Findings have revealed that bank customers in Nigeria paid N75.5bn as account maintenance charges in six months.
While customers were not even sure of what their banks mean by account maintenance, Nigerian banks have consistently without the permission of account holders withdrew N75.5bn between January and June 2021.
It was gathered that the N75.5bn of this year is an increase of 43 per cent over what was paid in the first half of last year.
Besides, a report from the Vanguard also indicated that there was a sharp rise in the income the banks generated from electronic banking (e-banking) services rendered to the customers during the same period.
The e-banking income was said to have risen by 51 per cent to N113.84 billion from N75.26 billion in the first half of last year.
It stated, “The bank’s half year financial statements showed that account maintenance fees paid by bank customers rose sharply by 43 percent to N75.5 billion in H1’21 from N52.94 billion in H1’20.
Sterling Bank had the highest growth rate in account maintenance fee, up by 75 per cent to N1.4 billion in H1’21 from N800 million in H1’20.
“This was followed by UBA with 50 per cent rise to N5.4 billion from N3.6 billion in H1’20.
“The bank with the least growth in account maintenance fee was FCMB recording N2.2 billion in H1’21, up 29 per cent from N1.7 billion in H1’20.”
For the e-banking income, Zenith Bank was found to have recorded the highest growth rate with N17 billion, 91 per cent rise from N8.9 billion in H1’20.
Union Bank recorded a 3.3 per cent decline to N3.54 billion from N3.66 billion in H1’21.
The report quited President of the Bank Customers Association of Nigeria, Dr Uju Ogubunka, as attributing the growth in account maintenance fees and e-banking income to increased transactions by bank customers despite low income and slow business activities in H1’21.
He stated, “Several factors can make account maintenance fees grow. Like I said, it is a function of transaction. If transactions are increasing then, the banks will have a reason to charge that fee. Remember what the name is account maintenance and there is a rate stipulated by the regulatory authorities that should be charged.
“So, those rates once they are maintained and they are growing it means that the customers are transacting more than whatever one would have thought of.

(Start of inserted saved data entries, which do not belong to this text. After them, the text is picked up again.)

PR #1177, opened 2023-12-15
BUG: When forms are reordered, property isn't skipped when means test should be skipped

patrick-laa:
## What changed and why

The outgoings section was always asking the property question even in situations where capital questions should be skipped.

## Checklist


exonian (approved):
This looks to me like it works. I'm not familiar with the code, nor the conventions, but the order feels a _little_ unnatural to me. A bit inside out, maybe? I wonder if a flow of handling `skip_capital_questions?` before checking the feature flag would make things any easier to read, or just be complexity for its own sake?

Absolutely happy for this suggestion to be taken under advisement and you to merge this as is, just thought I'd throw an observation in.

PR #1178, opened 2023-12-15
EL-1311: Skip irrelevant CW fields when u18

patrick-laa:
[Jira ticket](https://dsdmoj.atlassian.net/browse/EL-1311)

## What changed and why

Some CW fields were being filled in even when irrelevant when an u18 client was exempt from a means test.

## Checklist

### DIFF
--- a/spec/services/controlled_work_document_value_mapping_service_spec.rb
+++ b/spec/services/controlled_work_document_value_mapping_service_spec.rb
@@ -470,6 +470,27 @@ RSpec.describe ControlledWorkDocumentValueMappingService do
     end
   end
 
+  context "when the client is under 18 and needs no means test", :under_eighteen_flag do
+    let(:session_data) do
+      FactoryBot.build(
+        :minimal_complete_session,
+        client_age: "under_18",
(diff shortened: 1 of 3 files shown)


spec/services/controlled_work_document_value_mapping_service_spec.rb
```diff
@@ -470,6 +470,27 @@
     end
   end
 
+  context "when the client is under 18 and needs no means test", :under_eighteen_flag do
```
MazOneTwoOne, line 473: question - do you think we should also have a mapping for the Welsh forms or is that excessive?

MazOneTwoOne (approved):

spec/services/controlled_work_document_value_mapping_service_spec.rb
patrick-laa: I think it's excessive - what we're testing is not a particular form but a behaviour common to all forms - so we just need to pick one, and it could be either an English or a Welsh one, but I don't think we get more reassurance from doing both.

PR #1182, opened 2023-12-20
EL-1312: Remove U18 feature flag

MazOneTwoOne:
[Jira ticket](https://dsdmoj.atlassian.net/browse/EL-1312)

## What changed and why

- Removed the 'under 18' feature flag, updated applicant_form (by removing `:over_60` option) and updated relevant tests

## Guidance to review

N/A

## Checklist


app/models/check.rb
```diff
@@ -98,16 +98,8 @@ def eligible_for_childcare_costs?
     ChildcareEligibilityService.call(self)
   end
 
-  def show_over_60_question?
-    !FeatureFlags.enabled?(:under_eighteen, session_data)
-  end
-
   def consolidated_client_age
```
willc-work, line 101: is this method still required? it appears to be only used once in journey_logger_service.rb can we just use client_age?

willc-work (approved):
one query/comment but not a blocker

app/models/check.rb
MazOneTwoOne: @willc-work have updated and removed this method

PR #1184, opened 2023-12-21
EL-1292: In CircleCi, run tests in parallel - WIP

MazOneTwoOne:
[Jira ticket](https://dsdmoj.atlassian.net/browse/EL-1292)

## What changed and why

add parallelism to circleci for running specs
remove 100% coverage requirement on circle
store the test results
add new job to collate results
add new rake task to collate results and ensure 100% coverage

## Checklist

### DIFF
--- a/.circleci/config.yml
+++ b/.circleci/config.yml
@@ -136,6 +136,7 @@ jobs:
           template: basic_fail_1
           branch_pattern: main
   run_specs:
+    parallelism: 5
     executor: test-executor
     steps:
       - browser-tools/install-browser-tools:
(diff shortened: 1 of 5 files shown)


Rakefile
MazOneTwoOne, line 1: question - we now have an empty Rakefile, what does it do?

.circleci/config.yml
```diff
@@ -278,7 +313,6 @@ workflows:
           environment: ccq-uat
           context: laa-check-client-qualifies-uat
           requires:
-            - linters
```
MazOneTwoOne, line 281: comment - hopefully you agree we should have 2 `linters` in this requires section.

.circleci/config.yml
```diff
@@ -136,7 +136,9 @@ jobs:
           template: basic_fail_1
           branch_pattern: main
   run_specs:
+    parallelism: 4
     executor: test-executor
+    resource_class: small
```
MazOneTwoOne, line 141: comment - thinking about it, we possible don't event need to put `resource_class: small` here as it's already defined in `executor: test-executor`

MazOneTwoOne (commented):
Just some comments. I would approve, but I am the author of the PR.

Rakefile
willc-work: its not an empty rakefile, the changes to the file were modifying the permissions

.circleci/config.yml
willc-work: yes looks like duplication so good to remove it

Rakefile
willc-work: but those modifications turned out to be unnecessary so I have reverted them

exonian (approved):
Looks good. Speeds things up well, and we can tune the number of nodes if the docker layer caching PR automatically speeds up the setup. If not, we can make optimisation its own ticket.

“The only problem that you may have is that if it can be proved that the basis on which these fees are collected by the banks is not in line with the principles and regulatory requirements that guide the collection of the account maintenance fee.
“I think it will be for the regulators to find out why the cost or the fees are increasing even when suspiciously business is not moving, people are not transacting as much as they would have loved to in their banking activities. These are all in the minds. Nobody knows what is happening in reality and that is why the authorities should be able to now take a look at that.”